Work item =>
The expected response is a copy of every line in the entries below that includes the word "changed".

=== Entries supplied ===

PR #6225, opened 2021-06-04
[ticket/16790] Remove unused code

rubencm:
PHPBB3-16790

Checklist:

- [x] Tests pass

https://tracker.phpbb.com/browse/PHPBB3-16790

### DIFF
--- a/phpBB/includes/acp/acp_attachments.php
+++ b/phpBB/includes/acp/acp_attachments.php
@@ -272,15 +272,13 @@ class acp_attachments
 				$result = $db->sql_query($sql);
 
 				$defined_ips = '';
-				$ips = array();
 
 				while ($row = $db->sql_fetchrow($result))
 				{
-					$value = ($row['site_ip']) ? $row['site_ip'] : $row['site_hostname'];
+					$value = $row['site_ip'] ?: $row['site_hostname'];
 					if ($value)
 					{
 						$defined_ips .= '<option' . (($row['ip_exclude']) ? ' class="sep"' : '') . ' value="' . $row['site_id'] . '">' . $value . '</option>';
-						$ips[$row['site_id']] = $value;
 					}
 				}
 				$db->sql_freeresult($result);
@@ -353,7 +351,6 @@ class acp_attachments
 			break;
 
 			case 'extensions':
-
 				if ($submit || isset($_POST['add_extension_check']))
 				{
 					if ($submit)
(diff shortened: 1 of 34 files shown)


3D-I:
Are the `*CP` modules still to be kept as they are or planned to be ported to controllers?

rubencm:
They should be converted to controllers, but if I dont remember wrong mrgoldy had an issue doing it

phpBB/includes/acp/acp_board.php
```diff
@@ -477,7 +477,6 @@ function main($id, $mode)
 
 			default:
 				trigger_error('NO_MODE', E_USER_ERROR);
-			break;
```
CHItA, line 480: That's not in line with our coding guidelines.

CHItA:
This is really hard to review and I'm not sure how much benefit it has, as most of these files should be rewritten anyway at some point. We also require `break`s pretty much everywhere, which is arguably silly, but that should be updated first, before this is merged.

IMO, these changes while probably do no harm, do not provide much benefit either. To be clear, the code you touched is pretty horrible, my problem is that it will still be horrible after we merge this. I don't think these changes address any of the real issues, or make the code good.

phpBB/includes/acp/acp_attachments.php
```diff
@@ -226,7 +225,7 @@ function main($id, $mode)
 				}
 
 				// We go through the display_vars to make sure no one is trying to set variables he/she is not allowed to...
-				foreach ($display_vars['vars'] as $config_name => $null)
+				foreach (array_keys($display_vars['vars']) as $config_name)
```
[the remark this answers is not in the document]
CHItA: Giving up any performance or extra memory so that my IDE doesn't color a variable grey doesn't seem like a sound tradeoff. Also, this exact pattern is in the PHP docs: https://www.php.net/manual/en/function.array-key-first.php#refsect1-function.array-key-first-notes

marc1706 (changes requested):

tests/console/config/config_test.php
```diff
@@ -14,16 +14,14 @@
 use Symfony\Component\Console\Application;
 use Symfony\Component\Console\Tester\CommandTester;
 
-class phpbb_console_command_config_test extends phpbb_test_case
+class config_test extends phpbb_test_case
```
marc1706, line 17: Class name shouldn't be changed. (we should probably move tests to namespaces at some point ;) )

marc1706 (changes requested):

tests/console/config/config_test.php
rubencm: I changed it to be able to run tests individually without having to run all test suite. File names in tests are not consistent with the class names.

rubencm:
Dont merge, i am going to clean functions_compress and keep only the code that is used
A decent component for compress/decompress can be done later for the one click updater

marc1706 (approved):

===

Task answer =>
marc1706, line 17: Class name shouldn't be changed. (we should probably move tests to namespaces at some point ;) )
rubencm: I changed it to be able to run tests individually without having to run all test suite. File names in tests are not consistent with the class names.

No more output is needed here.